Metadata-Version: 2.4
Name: universal_edit_distance
Version: 0.3.4
Classifier: Programming Language :: Rust
Classifier: Programming Language :: Python :: Implementation :: CPython
Classifier: Programming Language :: Python :: Implementation :: PyPy
License-File: LICENSE
Summary: A package containing generic error-rate functions implemented in Rust
Author-email: Preben Vangberg <prv21fgt@bangor.ac.uk>
License: MIT
Requires-Python: >=3.8
Description-Content-Type: text/markdown; charset=UTF-8; variant=GFM
Project-URL: homepage, https://gitlab.com/prebens-phd-adventures/universal-error-rate
Project-URL: repository, https://gitlab.com/prebens-phd-adventures/universal-error-rate

# Universal Edit Distance

**Universal Edit Distance** (or **UED**)(sometimes called **Universal Error Rate** because I struggle to be consistent) is a project aimed at creating a simple Python evaluation library in Rust.

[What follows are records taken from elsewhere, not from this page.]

PR #550, opened 2025-03-12
Allow audio decoder to seek backwards

NicolasHug:
Towards https://github.com/pytorch/torchcodec/issues/549.

Changes are quite subtle, but I'm fairly confident they work as expected, since they pass our robust tests. I'll make sure to write some solid documentation around the mechanisms involved eventually.

Benchmarks results show no perf hit

```
Duration: 13s
torchcodec: med = 8.05ms +- 1.13
torchaudio: med = 12.27ms +- 0.51

Duration: 13s
torchcodec: med = 4.20ms +- 0.91
torchaudio: med = 7.21ms +- 0.58

Duration: 2m11s
torchcodec: med = 28.26ms +- 0.95
torchaudio: med = 45.72ms +- 0.89

Duration: 1h27m
torchcodec: med = 1046.49ms +- 66.00
torchaudio: med = 1746.49ms +- 22.55
```

Benchmark code is the same as in https://github.com/pytorch/torchcodec/pull/538, I'm not benchmarking the "backwards seeking" logic.

### DIFF
--- a/src/torchcodec/decoders/_core/VideoDecoder.cpp
+++ b/src/torchcodec/decoders/_core/VideoDecoder.cpp
@@ -877,10 +877,9 @@ torch::Tensor VideoDecoder::getFramesPlayedInRangeAudio(
   auto finished = false;
   while (!finished) {
     try {
-      AVFrameStream avFrameStream =
-          decodeAVFrame([this, startPts](AVFrame* avFrame) {
-            return startPts < avFrame->pts + getDuration(avFrame);
-          });
+      AVFrameStream avFrameStream = decodeAVFrame([startPts](AVFrame* avFrame) {
+        return startPts < avFrame->pts + getDuration(avFrame);
+      });
       auto frameOutput = convertAVFrameToFrameOutput(avFrameStream);
       tensors.push_back(frameOutput.data);
     } catch (const EndOfFileException& e) {
--- a/src/torchcodec/decoders/_core/VideoDecoder.cpp
+++ b/src/torchcodec/decoders/_core/VideoDecoder.cpp
@@ -859,21 +859,20 @@ torch::Tensor VideoDecoder::getFramesPlayedInRangeAudio(
 
   StreamInfo& streamInfo = streamInfos_[activeStreamIndex_];
 
-  //   TORCH_CHECK(
-  //       streamInfo.lastDecodedAvFramePts +
-  //               streamInfo.lastDecodedAvFrameDuration <=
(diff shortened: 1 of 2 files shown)


test/decoders/test_ops.py
```diff
@@ -741,19 +741,18 @@ def test_decode_start_equal_stop(self, asset):
...
-            # Using this helper is OK for now: we're comparing a decoder which
-            # seeks multiple times with a decoder which seeks only once (the one
-            # here, treated as the reference)
+            # Usually we get the reference frames from the asset's methods, but
+            # for this specific test, this helper is more convenient, because
+            # relying on the asset would force us to convert all timestamps into
+            # indices.
+            # Ultimately, this test compares a "stateful decoder" which calls
+            # `get_frames_by_pts_in_range_audio()`` multiple times with a
+            # "stateless decoder" (the one here, treated as the reference)
```
NicolasHug, line 755: I've convinced myself that we should actually keep this helper instead of doing the conversion. Thoughts?

src/torchcodec/decoders/_core/VideoDecoder.cpp
```diff
@@ -859,16 +859,14 @@ torch::Tensor VideoDecoder::getFramesPlayedInRangeAudio(
...
-
-  setCursorPtsInSeconds(startSeconds);
+  auto startPts = secondsToClosestPts(startSeconds, streamInfo.timeBase);
+  if (startPts < streamInfo.lastDecodedAvFramePts +
+          streamInfo.lastDecodedAvFrameDuration) {
+    // If we need to seek backwards, then we have to seek back to the beginning
+    // of the stream.
+    // TODO-AUDIO: document why this is needed in a big comment.
+    setCursorPtsInSeconds(INT64_MIN);
+  }
```
NicolasHug, line 869: Note that this is `INT64_MIN` and not 0, because some packets actually start before 0. In one of our assets the first packet is at `-1024`.
I noticed that passing an arbitrary low value like `-999999` makes FFmpeg unhappy and raise and error, but `INT64_MIN` seems to be understood and correct (although I haven't found docs on this).

test/decoders/test_ops.py
scotts: I think that's fine - then what we're testing is that decoder behaves the same when it seeks to a location "fresh" versus having to seek from some given location, including backwards. That seems reasonable.

scotts (approved):

PR #551, opened 2025-03-12
Allow `sample_rate` parameter to audio decoder

NicolasHug:

This PR allows the user to specify a a desired output sample rate. If the source stream isn't already in that sample rate, the sample are converted using swresample, which we already use for format conversion.

The PR addresses both core and public `AudioDecoder` APIs.

Converting sample rates isn't as trivial as converting formats, because this changes the number of output samples. And, importantly, we now need to account for libswresample's internal buffers:

> Note that the samples may get buffered in swr if you provide insufficient output space or if sample rate conversion is done, which requires "future" samples. [...] At the end of conversion the resampling buffer can be flushed by calling [swr_convert()](https://www.ffmpeg.org/doxygen/7.0/group__lswr.html#gad16a8308503be52a7e2d460983e81460) with NULL in and 0 in_count

(from [the docs](https://www.ffmpeg.org/doxygen/7.0/group__lswr.html))


test/decoders/test_decoders.py
```diff
@@ -1088,3 +1090,65 @@ def test_format_conversion(self):
...
+        atol = 1e-4 if start_seconds == 0 else 1e-2
+        rtol = 1e-6
+
+        # Upsample
+        decoder = AudioDecoder(SINE_MONO_S32_44100.path)
+        assert decoder.metadata.sample_rate == 44_100
+        frames_44100_native = decoder.get_samples_played_in_range(
+            start_seconds=start_seconds, stop_seconds=stop_seconds
+        )
+        assert frames_44100_native.sample_rate == 44_100
```
NicolasHug, line 1118: We're treating the above frames as the reference. We could check-in their corresponding `.pt` reference frames instead, but I prefer doing it this way because it really clearly illustrate that the reference have a sample rate of 44_100

src/torchcodec/decoders/_audio_decoder.py
```diff
@@ -25,10 +25,13 @@ def __init__(
         source: Union[str, Path, bytes, Tensor],
         *,
         stream_index: Optional[int] = None,
+        sample_rate: Optional[int] = None,
```
NicolasHug, line 28: We could also consider exposing this as `desired_sample_rate` parameter? I don't have a strong opinion, the docs would make it clear what this means in any case.

src/torchcodec/decoders/_core/VideoDecoder.cpp
```diff
@@ -913,6 +917,11 @@ VideoDecoder::AudioFramesOutput VideoDecoder::getFramesPlayedInRangeAudio(
         (stopPts <= lastDecodedAvFrameEnd);
   }
 
+  torch::Tensor lastSamples = maybeFlushSwrBuffers();
+  if (lastSamples.numel() > 0) {
+    frames.push_back(lastSamples);
+  }
```
NicolasHug, line 923: Not particularly fond of the above. Maybe we *could* let `maybeFlushSwrBuffers` return a tensor of shape `(numChannels, 0)`, which could probably be `pushed_back()` unconditionally. Not sure that's better, there are probably nicer patterns I'm not seeing?

src/torchcodec/decoders/_core/VideoDecoder.h
```diff
@@ -139,10 +139,18 @@ class VideoDecoder {
     torch::Device device = torch::kCPU;
   };
 
+  struct AudioStreamOptions {
+    AudioStreamOptions() {}
+
+    std::optional<int> sampleRate;
+  };
+
```
scotts, line 147: I don't think we need the indirection of having an options struct. I know it mirrors the pattern established on the video side, but I also don't think it's a good practice there, either. It's harder to get rid of the video options because we accept a string, and then we do a bunch of work parsing the string. Getting rid of `VideoStreamOptions` will mean updating a bunch of callers to pass real arguments instead of a string.

NicolasHug: I'm not a fan of the stringy video options either - that's why I didn't implement a string constructor  for audio options. I also opened https://github.com/pytorch/torchcodec/pull/577 to entirely remove string video options (it's not as hard as we thought).

I don't feel very strongly about this, but if we were to collapse both video options and audio options into the video decoder (or the StreamInfo), then we would have a lot of video-only and audio-only fields within the same struct. I personally find it cleaner to separate those into separate structs. Additionally, using option structs makes it very clear which fields/values come from user-specified parameter, in constrast to e.g. metadata or video properties.

LMK you thoughts, I'm fine with collapsing sampleRate as a StreamInfo field if you prefer, but we'd potentially be losing the 2 benefits mentioned above.

scotts: Yeah, that's a good point, we actually _store_ the options. I was thinking just from the `addAudioStream()` API perspective. Let's keep this then, and eventually get rid of the stringy options for video.

src/torchcodec/decoders/_core/VideoDecoder.cpp
```diff
@@ -1419,55 +1433,107 @@ void VideoDecoder::convertAudioAVFrameToFrameOutputOnCPU(
...
+  torch::Tensor lastSamples = torch::empty(
+      {getNumChannels(streamInfo.codecContext), numRemainingSamples},
+      torch::kFloat32);
+  uint8_t* lastSamplesData = static_cast<uint8_t*>(lastSamples.data_ptr());
+
+  auto actualNumRemainingSamples = swr_convert(
+      streamInfo.swrContext.get(),
+      &lastSamplesData,
+      numRemainingSamples,
+      NULL,
```
scotts, line 1531: s/`NULL`/`nullptr`/g

src/torchcodec/decoders/_core/VideoDecoder.cpp
scotts: Everything I can think of that does things unconditionally in this function is way too cute (returning a vector of tensors; using `std::copy()`). It may be more clear about intent if `maybeFlushSwrBuffers()` returns an optional so that then we don't need to use an empty tensor to indicate nothing to do.

scotts (approved):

The `universal` part of the name comes from the fact that the Rust implementation is generic and works on any data type that implements `PartialEq` as opposed to most implementations that are limited to only strings.

## ✨ Features
- Much quicker than HuggingFace's `evaluate` library (see benchmarks below)
- Word-error-rate and Character-error-rate functions compatible and comparable with `evaluate`'s `wer` and `cer` metrics.
- Functions that return the `wer` or `cer` for every test as an array within a fraction of second.
- Functions that return the edit distance for every test as an array of integers within the fraction of a second.
- Generic implementations of the `mean-error-rate` and `error-rate` metrics that can work with any* Python type
- Includes type-hints to make development easier.

\* I am pretty sure it works with any type, but it is still being tested

## ⚡️ Quick start
You can now install the library using PyPI! All you need to do is to install the package [universal-edit-distance](https://pypi.org/project/universal-edit-distance/) using your favourite package manager.

**Note:** Pre-compied wheels exists for MacOS and Linux for Python version 3.9 -> 3.13. Builds are not currently working for Windows, so if you are on Windows the package has to be installed from source which requires [cargo](https://doc.rust-lang.org/cargo/getting-started/installation.html) to be installed in your environment.

### Using pip
```bash
pip install universal-edit-distance
```

### Using uv
```bash
uv add universal-edit-distance
```

You should now be able to import the module `universal_edit_distance` in your Python project.


## 🎯 Motivation and why this project exists
I love statistics, and I when I evaluate my speech-recognition models (and other models) I like to run t-tests etc. However, doing that with HuggingFace's `evaluate` library while possible is horrendously slow.

If you only require the mean CER or WER you could continue using `evaluate` and your life would be fine. If you want to be more rigorous in your testing and evaluation, you should consider using this library. 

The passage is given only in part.